→ Exercise:
Scan the material below for "devices", then return each line that contains it.

→ Input records:

PR #117, opened 2022-06-18
Move from critical section to SRWLocks

santagada:
SRWLocks are smaller (8b vs 40b for critical section) and faster to lock/unlock


luciusDXL:
Thanks for the PR. I will test it once some synchronization cleanup is done in the audio systems.

santagada:
yeah I was trying to use these mutexes in that part of the code (right now it is just using some macros that also use critical sections internally) but didn't finish it.

PR #120, opened 2022-10-02
Replace DevIL with stb_image

winterheart:
Replace DevIL library with embedded stb_image and stb_image_write functions from https://github.com/nothings/stb (under MIT license). This reduces libraries dependency footprint, as TFE requires only PNG loading/writing.


twolife:
is there any interest for this from the project leader ?
I have spend a little bit of time on this & can share an updated patch if there is any chance for it to be merged

PR #154, opened 2022-12-20
add command-line support for changing the midi device

codengine:
This PR adds a command-line parameter which allows the selection of a midi device other than the default.

The workflow with this solution is as follows:

- Start the engine
- All available midi devices with their port number are logged
- Get the desired port number from the logs
- Restart the engine using the command line parameter "--midi X", whereas X is the port number

I know that it would be better to have it configurable in the settings, but I only have very basic C++ knowledge :)

### DIFF
--- a/TheForceEngine/TFE_Audio/midiDevice.cpp
+++ b/TheForceEngine/TFE_Audio/midiDevice.cpp
@@ -29,6 +29,16 @@ namespace TFE_MidiDevice
 		s_midiout->setErrorCallback(midiErrorCallback);
 		s_openPort = -1;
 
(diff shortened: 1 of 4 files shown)


luciusDXL:
Sorry, I'm not planning on using this approach. I am going to just add the audio devices to the Sound menu and make them selectable at runtime.

luciusDXL:
The work is already in progress for the next build, but thanks for trying to help. :)

codengine:
I'm not sad at all, I'm happy that soon everyone can get it. Maybe that was just the spark that was needed :)
And btw. thanks for your great work!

→ Result below:
- All available midi devices with their port number are logged
Sorry, I'm not planning on using this approach. I am going to just add the audio devices to the Sound menu and make them selectable at runtime.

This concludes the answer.